→ Task prompt:
A verbatim copy of all entries is the expected output.

START Provided data

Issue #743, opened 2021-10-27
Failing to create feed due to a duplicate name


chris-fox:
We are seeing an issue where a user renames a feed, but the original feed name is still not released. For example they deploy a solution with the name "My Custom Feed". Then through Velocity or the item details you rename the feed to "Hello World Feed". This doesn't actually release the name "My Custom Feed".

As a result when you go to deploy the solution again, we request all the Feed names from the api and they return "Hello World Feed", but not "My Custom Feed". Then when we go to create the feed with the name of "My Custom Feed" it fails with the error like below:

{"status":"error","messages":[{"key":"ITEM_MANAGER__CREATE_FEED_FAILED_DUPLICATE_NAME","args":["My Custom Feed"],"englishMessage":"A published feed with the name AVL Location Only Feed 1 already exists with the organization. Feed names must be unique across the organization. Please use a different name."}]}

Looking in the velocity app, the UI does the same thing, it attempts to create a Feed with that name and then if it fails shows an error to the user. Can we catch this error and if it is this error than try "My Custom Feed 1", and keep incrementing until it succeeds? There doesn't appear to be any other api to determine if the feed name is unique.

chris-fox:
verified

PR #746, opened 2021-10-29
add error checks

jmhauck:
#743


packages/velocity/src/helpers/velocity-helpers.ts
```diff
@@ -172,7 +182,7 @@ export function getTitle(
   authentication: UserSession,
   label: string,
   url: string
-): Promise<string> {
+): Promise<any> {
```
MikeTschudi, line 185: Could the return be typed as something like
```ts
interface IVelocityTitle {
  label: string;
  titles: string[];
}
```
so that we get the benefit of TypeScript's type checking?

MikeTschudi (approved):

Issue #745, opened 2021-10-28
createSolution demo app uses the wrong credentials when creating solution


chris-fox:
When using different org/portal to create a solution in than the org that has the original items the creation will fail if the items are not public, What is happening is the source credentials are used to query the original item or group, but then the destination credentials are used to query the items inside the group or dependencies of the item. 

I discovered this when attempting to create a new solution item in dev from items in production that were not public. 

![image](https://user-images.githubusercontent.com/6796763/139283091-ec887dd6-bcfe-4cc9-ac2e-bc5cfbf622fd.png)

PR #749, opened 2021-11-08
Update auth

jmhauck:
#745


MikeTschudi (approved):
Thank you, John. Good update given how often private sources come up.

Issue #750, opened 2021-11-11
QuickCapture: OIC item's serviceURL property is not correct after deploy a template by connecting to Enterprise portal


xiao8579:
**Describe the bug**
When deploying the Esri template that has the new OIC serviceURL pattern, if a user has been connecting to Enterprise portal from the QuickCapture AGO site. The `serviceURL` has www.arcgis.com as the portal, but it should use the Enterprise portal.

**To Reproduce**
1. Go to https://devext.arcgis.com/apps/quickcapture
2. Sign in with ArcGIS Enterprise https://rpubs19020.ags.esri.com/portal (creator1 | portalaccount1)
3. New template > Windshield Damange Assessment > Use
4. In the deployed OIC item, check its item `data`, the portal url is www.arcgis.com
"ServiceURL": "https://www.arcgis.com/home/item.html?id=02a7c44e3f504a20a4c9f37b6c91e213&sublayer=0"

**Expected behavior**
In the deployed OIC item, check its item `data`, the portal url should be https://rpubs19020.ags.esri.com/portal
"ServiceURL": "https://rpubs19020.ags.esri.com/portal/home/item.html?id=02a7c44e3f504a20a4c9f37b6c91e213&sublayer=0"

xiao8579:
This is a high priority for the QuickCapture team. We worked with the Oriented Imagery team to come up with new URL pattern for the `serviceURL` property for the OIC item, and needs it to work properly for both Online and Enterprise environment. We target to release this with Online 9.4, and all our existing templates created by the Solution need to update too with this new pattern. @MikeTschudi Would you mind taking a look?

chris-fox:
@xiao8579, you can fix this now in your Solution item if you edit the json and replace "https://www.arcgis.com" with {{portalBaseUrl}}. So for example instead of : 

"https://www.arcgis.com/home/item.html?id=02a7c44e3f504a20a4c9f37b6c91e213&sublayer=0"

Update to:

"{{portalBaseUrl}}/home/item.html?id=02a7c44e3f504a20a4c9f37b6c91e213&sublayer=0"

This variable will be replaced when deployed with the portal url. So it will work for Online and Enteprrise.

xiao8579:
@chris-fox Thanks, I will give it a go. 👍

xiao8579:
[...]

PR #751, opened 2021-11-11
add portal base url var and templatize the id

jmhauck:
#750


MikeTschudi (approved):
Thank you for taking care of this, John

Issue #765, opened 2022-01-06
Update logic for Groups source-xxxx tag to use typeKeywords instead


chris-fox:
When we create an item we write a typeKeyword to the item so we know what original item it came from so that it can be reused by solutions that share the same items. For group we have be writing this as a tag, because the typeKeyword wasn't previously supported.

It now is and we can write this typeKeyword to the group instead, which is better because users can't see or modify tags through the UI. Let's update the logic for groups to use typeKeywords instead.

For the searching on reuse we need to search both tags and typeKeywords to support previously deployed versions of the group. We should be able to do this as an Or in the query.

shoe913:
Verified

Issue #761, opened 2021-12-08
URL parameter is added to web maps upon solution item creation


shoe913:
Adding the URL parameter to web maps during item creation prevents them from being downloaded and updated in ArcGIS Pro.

END Provided data

→ Output below:
Issue #743, opened 2021-10-27
Failing to create feed due to a duplicate name


chris-fox:
We are seeing an issue where a user renames a feed, but the original feed name is still not released. For example they deploy a solution with the name "My Custom Feed". Then through Velocity or the item details you rename the feed to "Hello World Feed". This doesn't actually release the name "My Custom Feed".

As a result when you go to deploy the solution again, we request all the Feed names from the api and they return "Hello World Feed", but not "My Custom Feed". Then when we go to create the feed with the name of "My Custom Feed" it fails with the error like below:

{"status":"error","messages":[{"key":"ITEM_MANAGER__CREATE_FEED_FAILED_DUPLICATE_NAME","args":["My Custom Feed"],"englishMessage":"A published feed with the name AVL Location Only Feed 1 already exists with the organization. Feed names must be unique across the organization. Please use a different name."}]}

Looking in the velocity app, the UI does the same thing, it attempts to create a Feed with that name and then if it fails shows an error to the user. Can we catch this error and if it is this error than try "My Custom Feed 1", and keep incrementing until it succeeds? There doesn't appear to be any other api to determine if the feed name is unique.

chris-fox:
verified

PR #746, opened 2021-10-29
add error checks

jmhauck:
#743


packages/velocity/src/helpers/velocity-helpers.ts
```diff
@@ -172,7 +182,7 @@ export function getTitle(
   authentication: UserSession,
   label: string,
   url: string
-): Promise<string> {
+): Promise<any> {
```
MikeTschudi, line 185: Could the return be typed as something like
```ts
interface IVelocityTitle {
  label: string;
  titles: string[];
}
```
so that we get the benefit of TypeScript's type checking?

MikeTschudi (approved):

Issue #745, opened 2021-10-28
createSolution demo app uses the wrong credentials when creating solution


chris-fox:
When using different org/portal to create a solution in than the org that has the original items the creation will fail if the items are not public, What is happening is the source credentials are used to query the original item or group, but then the destination credentials are used to query the items inside the group or dependencies of the item. 

I discovered this when attempting to create a new solution item in dev from items in production that were not public. 

![image](https://user-images.githubusercontent.com/6796763/139283091-ec887dd6-bcfe-4cc9-ac2e-bc5cfbf622fd.png)

PR #749, opened 2021-11-08
Update auth

jmhauck:
#745


MikeTschudi (approved):
Thank you, John. Good update given how often private sources come up.

Issue #750, opened 2021-11-11
QuickCapture: OIC item's serviceURL property is not correct after deploy a template by connecting to Enterprise portal


xiao8579:
**Describe the bug**
When deploying the Esri template that has the new OIC serviceURL pattern, if a user has been connecting to Enterprise portal from the QuickCapture AGO site. The `serviceURL` has www.arcgis.com as the portal, but it should use the Enterprise portal.

**To Reproduce**
1. Go to https://devext.arcgis.com/apps/quickcapture
2. Sign in with ArcGIS Enterprise https://rpubs19020.ags.esri.com/portal (creator1 | portalaccount1)
3. New template > Windshield Damange Assessment > Use
4. In the deployed OIC item, check its item `data`, the portal url is www.arcgis.com
"ServiceURL": "https://www.arcgis.com/home/item.html?id=02a7c44e3f504a20a4c9f37b6c91e213&sublayer=0"

**Expected behavior**
In the deployed OIC item, check its item `data`, the portal url should be https://rpubs19020.ags.esri.com/portal
"ServiceURL": "https://rpubs19020.ags.esri.com/portal/home/item.html?id=02a7c44e3f504a20a4c9f37b6c91e213&sublayer=0"

xiao8579:
This is a high priority for the QuickCapture team. We worked with the Oriented Imagery team to come up with new URL pattern for the `serviceURL` property for the OIC item, and needs it to work properly for both Online and Enterprise environment. We target to release this with Online 9.4, and all our existing templates created by the Solution need to update too with this new pattern. @MikeTschudi Would you mind taking a look?

chris-fox:
@xiao8579, you can fix this now in your Solution item if you edit the json and replace "https://www.arcgis.com" with {{portalBaseUrl}}. So for example instead of : 

"https://www.arcgis.com/home/item.html?id=02a7c44e3f504a20a4c9f37b6c91e213&sublayer=0"

Update to:

"{{portalBaseUrl}}/home/item.html?id=02a7c44e3f504a20a4c9f37b6c91e213&sublayer=0"

This variable will be replaced when deployed with the portal url. So it will work for Online and Enteprrise.

xiao8579:
@chris-fox Thanks, I will give it a go. 👍

xiao8579:
[...]

PR #751, opened 2021-11-11
add portal base url var and templatize the id

jmhauck:
#750


MikeTschudi (approved):
Thank you for taking care of this, John

Issue #765, opened 2022-01-06
Update logic for Groups source-xxxx tag to use typeKeywords instead


chris-fox:
When we create an item we write a typeKeyword to the item so we know what original item it came from so that it can be reused by solutions that share the same items. For group we have be writing this as a tag, because the typeKeyword wasn't previously supported.

It now is and we can write this typeKeyword to the group instead, which is better because users can't see or modify tags through the UI. Let's update the logic for groups to use typeKeywords instead.

For the searching on reuse we need to search both tags and typeKeywords to support previously deployed versions of the group. We should be able to do this as an Or in the query.

shoe913:
Verified

Issue #761, opened 2021-12-08
URL parameter is added to web maps upon solution item creation


shoe913:
Adding the URL parameter to web maps during item creation prevents them from being downloaded and updated in ArcGIS Pro.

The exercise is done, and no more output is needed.